Mon père, j'ai péché contre le ciel et contre toi:
Il a péché contre le ciel et contre son père. Tout péché est toujours péché contre le ciel, contre Dieu, même quand on offense son prochain. La confession du péché inclut l'aveu de la faute et la demande de pardon. Le fils prodigue appelle son père "père". Il reste père, malgré le péché de son enfant. Nous ne sommes pas dignes d'être appelés enfants de Dieu, et pourtant nous le sommes par la foi. C'est véritablement un acte de foi.

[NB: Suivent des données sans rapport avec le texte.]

PR #1649, opened 2020-05-06
Convert quick fixes to bulk actions

citizenmatt:
The following Quick Fixes have been converted into bulk (scoped) actions, that work across method, class, file, folder, project and solution:

* Convert to `CompareTag`
* Convert to generic overload (`GameObject.GetComponent`, `GameObject.AddComponent`, `ScriptableObject.CreateInstance`)
* Combine setting parent with object creation ("Use Instantiate with parent argument")
* Convert coalescing operator to conditional
* Remove redundant attribute

The remove redundant attribute quick fix is now a "redundant code" quick fix and has additional features/implications:

* The quick fix is executed as part of removing redundant code in Code Cleanup
* Adds "remove redundant code in XXX" bulk fixes, which remove ALL redundant code, such as unnecessary `this.`, dead code, etc.
* The bulk quick fix will remove all redundant Unity attributes in scope, not just the attribute type under the caret, so it will remove any incorrectly applied `[SerializeField]`, `[InitializeOnLoad]`, `[HideInInspector]`, etc.


citizenmatt:
Another implication: if a non-serialisable base class has a `[SerializeField]` attribute, we currently consider that as redundant - we don't check for derived classes that might be serialised. The remove redundant attribute bulk fix will remove this attribute, even though it is valid.

This needs to become a show-stopper: [RIDER-18729](https://youtrack.jetbrains.com/issue/RIDER-18729)

resharper/resharper-unity/src/CSharp/Daemon/Stages/Dispatcher/UnityElementProblemAnalyzer.cs
```diff
@@ -19,9 +18,15 @@ protected UnityElementProblemAnalyzer([NotNull] UnityApi unityApi)
 
         protected sealed override void Run(T element, ElementProblemAnalyzerData data, IHighlightingConsumer consumer)
         {
+            // TODO: Check other process kinds. Should we run for everything?
```
citizenmatt, line 21: @krasnotsvetov can you verify what kinds we should be ignoring here? We obviously want to work for visible document and SWEA. These changes require `OTHER` to quickly find highlightings to fix, but what about the other values?

krasnotsvetov: I am not sure, that we should ignore `INCREMENTAL_SOLUTION_ANALYSIS`, but ignoring GLOBAL_WARNINGS is ok. Only performance critical inspections (and burst in future) will use global stage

C'est ainsi que le changement intérieur qui s'est produit en lui (V.17-129) se traduit en acte (V.20).
Comme il était encore loin, son père le vit:
Description merveilleuse de la grâce de Dieu. Le père voit son fils de loin, comme s'il se tenait toujours dehors, dans l'attente de son retour. Voyant l'enfant rentrer en guenilles, il a compassion de lui. Il n'attend pas que le fils se jette à ses genoux, mais court à sa rencontre et le couvre de baisers. Le père pardonne avant que le fils ait dit le moindre mot. Dieu pardonne dès qu'il y a foi, avant qu'elle ne s'exprime par la prière. Rien en lui ne doit faire douter le pécheur repentant du pardon divin. Le doute a toujours ses raisons en l'homme et non en Dieu.
Cette parabole est l'affirmation la plus belle qui soit du pardon divin. Cependant elle ne dit pas tout. Par exemple, elle ne parle pas de l'oeuvre rédemptrice du Christ. Il faut donc l'interpréter selon ce qu'on appelle l'analogie de la foi. Le prédicateur n'oubliera pas de rappeler que le pardon divin, total et gratuit, se fonde sur le sacrifice rédempteur de Jésus-Christ qui a satisfait aux exigences de la justice divine. S'il ne fait pas cela, il enseigne un demi-Evangile, un Evangile tronqué.
Dieu n'a pas besoin d'enquête. Il pardonne, puis il écoute la confession, comme le père embrasse son fils avant de le laisser parler (V.21). Et quand le fils se met à parler, le père l'interrompt. Il le laisse à peine finir une première phrase. C'est l'un des détails les plus touchants de la parabole.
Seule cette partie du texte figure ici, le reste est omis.